*** Records provided Section Begins ***

PR #1054, opened 2023-06-02
implement `clusters/{cluster}/request/{request_id}/status` endpoint

Bee-lee:
# Description
- uses moved Redis client from utils repo
- implements `clusters/{cluster}/request/{request_id}/status` endpoint
- function utilizing Redis `GetRequestIDsForClusterID` will be used in other endpoints as well

## Type of change

- REST API tests

## Testing steps
local testing with real Redis

NOTE: `make before_commit` doesn't pass locally for some reason, errcheck returns ambiguous error `error: failed to check packages: errors while loading package github.com/RedHatInsights/insights-results-smart-proxy_test` but no new package was added ... let's see what CI has to say

## Checklist

### DIFF
--- a/server/endpoints_v2.go
+++ b/server/endpoints_v2.go
@@ -55,6 +55,13 @@ const (
 	// ContentV2 returns all the static content available for the user
 	ContentV2 = "content"
 
+	// Endpoints to manipulate with simplified rule results stored
+	// independently under "tracker_id" identifier in Redis
+
+	// StatusOfRequestID should return status of processing one given
+	// request ID
+	StatusOfRequestID = "clusters/{cluster}/request/{request_id}/status"
+
 	// Endpoints to acknowledge rule and to manipulate with
 	// acknowledgements.
 
@@ -104,6 +111,9 @@ func (server *HTTPServer) addV2EndpointsToRouter(router *mux.Router) {
 	// Rules related endpoints
 	server.addV2RuleEndpointsToRouter(router, apiV2Prefix, aggregatorBaseEndpoint)
 
+	// Endpoints requiring Redis to work
+	server.addV2RedisEndpointsToRouter(router, apiV2Prefix)
+
 	// Prometheus metrics
 	router.Handle(apiV2Prefix+MetricsEndpoint, promhttp.Handler()).Methods(http.MethodGet)
 
@@ -115,6 +125,12 @@ func (server *HTTPServer) addV2EndpointsToRouter(router *mux.Router) {
 		openAPIv2URL,
 		httputils.CreateOpenAPIHandler(server.Config.APIv2SpecFile, server.Config.Debug, true),
 	).Methods(http.MethodGet)
+}
+
+// addV2RedisEndpointsToRouter method registers handlers for endpoints that depend on our Redis storage
+// to provide responses.
+func (server *HTTPServer) addV2RedisEndpointsToRouter(router *mux.Router, apiPrefix string) {
+	router.HandleFunc(apiPrefix+StatusOfRequestID, server.readStatusOfRequestID).Methods(http.MethodGet)
 }
 
 // addV2ReportsEndpointsToRouter method registers handlers for endpoints that
--- a/server/endpoints_v2.go
+++ b/server/endpoints_v2.go
@@ -130,7 +130,7 @@ func (server *HTTPServer) addV2EndpointsToRouter(router *mux.Router) {
 // addV2RedisEndpointsToRouter method registers handlers for endpoints that depend on our Redis storage
 // to provide responses.
 func (server *HTTPServer) addV2RedisEndpointsToRouter(router *mux.Router, apiPrefix string) {
-	router.HandleFunc(apiPrefix+StatusOfRequestID, server.readStatusOfRequestID).Methods(http.MethodGet)
+	router.HandleFunc(apiPrefix+StatusOfRequestID, server.getRequestStatusForCluster).Methods(http.MethodGet)
 }
 
 // addV2ReportsEndpointsToRouter method registers handlers for endpoints that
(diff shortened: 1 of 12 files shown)


server/endpoints_v2.go
```diff
@@ -117,6 +127,12 @@ func (server *HTTPServer) addV2EndpointsToRouter(router *mux.Router) {
 	).Methods(http.MethodGet)
 }
 
+// addV2RedisEndpointsToRouter method registers handlers for endpoints that depend on our Redis storage
+// to provide responses.
+func (server *HTTPServer) addV2RedisEndpointsToRouter(router *mux.Router, apiPrefix string) {
+	router.HandleFunc(apiPrefix+StatusOfRequestID, server.readStatusOfRequestID).Methods(http.MethodGet)
```
epapbak, line 133: I called the method "getRequestStatusForCluster" in the openAPI. I don't know if we are using any docs generator or something similar, in which case it could be confusing. just FYI

server/handlers_v2.go
```diff
@@ -51,6 +51,13 @@ const (
 	// OkMsg is in status field with HTTP 200 response
 	OkMsg       = "ok"
 	selectorStr = "selector"
+	// StatusProcessed is a message returned for already processed reports stored in Redis
+	StatusProcessed = "processed"
+	// RequestsForClusterNotFound is a message returned when no request IDs were found for a given clusterID
+	RequestsForClusterNotFound = "Requests for cluster not found"
```
epapbak, line 57: "No requests found for given cluster" sounds more accurate than ""Requests for cluster not found"". WDYT?

services/redis.go
```diff
@@ -18,79 +18,85 @@ package services
...
+		var keys []string
+		var err error
+		keys, cursor, err = redis.Client.Connection.Scan(ctx, cursor, scanKey, 0).Result()
+		if err != nil {
+			log.Error().Err(err).Msgf("failed to execute SCAN command for key '%v' and cursor '%d'", scanKey, cursor)
+			return nil, err
+		}
+
+		// get last part of key == request_id
+		for _, key := range keys {
```
epapbak, line 89: probably more efficient to initialise the slice and insert with indexing.

                requestIDs = make(..., len(keys), len(keys))
		for idx, key := range keys {
			keySliced := strings.Split(key, ":")
			requestID := keySliced[len(keySliced)-1]
			requestIDs[idx] = types.RequestID(requestID)
		}

epapbak (commented):
LGTM, but there are some changes I'd do

server/handlers_test.go
```diff
@@ -3832,7 +3832,7 @@ func TestHTTPServer_GroupsEndpoint(t *testing.T) {
 			StatusCode: http.StatusOK,
 			Body:       expectedBody,
 		})
-	}, testTimeout)
+	}, 30*time.Second)
```
juandspy, line 3835: why do you use `30s` instead of the `testTimeout`?

server/handlers_v2.go
juandspy: +1

types/types.go
```diff
@@ -48,6 +48,10 @@ type OrgID = types.OrgID
 // ImpactingFlag controls the behaviour of 'impacting' param on GET /rule/
 type ImpactingFlag int
 
+// RequestID is used to store the request ID supplied in input Kafka records as
+// a unique identifier of payloads. Empty string represents a missing request ID.
+type RequestID string
```
tisnik, line 53: probably later it should go to `types` as it is used in Aggregator too (and in IO operator as well).

tisnik (approved):
LGTM (but please look at other comments, they are relevant)

juandspy (approved):

server/handlers_test.go
Bee-lee: because these two test cases are very unstable and sometimes it takes more than 10s. I found that 30s was safe enough for this while not being too long in case it fails for a real reason.

server/handlers_v2.go
Bee-lee: @tisnik is someone already using the mock API to expect this? I was following these messages from the mock so that it's not different in case someone already expects it.

services/redis.go
Bee-lee: @epapbak we don't know the total length though, SCAN doesn't return the whole dataset, it returns a "page" with a default length of 10 and it returns a cursor which needs to be used in subsequent SCAN executions to get the whole dataset, hence the while loop.

server/endpoints_v2.go
Bee-lee: @epapbak if you mean the `operationId` in the OpenAPI spec, it doesn't correspond to the names of our functions. I just checked and out of 42 (nice) `operationId`, only 1 actually matches the handler function name (GET /rule). AFAIK it's only used in some way by IQE tests, but I might be wrong

btw you're missing an operationId definition [here ](https://github.com/RedHatInsights/insights-results-smart-proxy/blob/master/server/api/v2/openapi.json#L400), I can add it in the next PR if you want

server/handlers_v2.go
tisnik: @Bee-lee not now, as IO team work on on-demand data gathering is a bit delayed. We can use the proposed message, not a problem at all.

services/redis.go
tisnik: + it does not run in transaction, so it is not possible to tell the exact number of records (AFAIK - dunno if/how Redis will work)

server/endpoints_v2.go
Bee-lee: updated for the peace of mind :)

server/handlers_v2.go
Bee-lee: ok thanks! done

server/endpoints_v2.go
Bee-lee: FYI I'm adding the missing `operationId` in the next PR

*** Records provided Section Ends ***

Which lines of the data contain the string "OkMsg"? Copy each one.

 	// OkMsg is in status field with HTTP 200 response
 	OkMsg       = "ok"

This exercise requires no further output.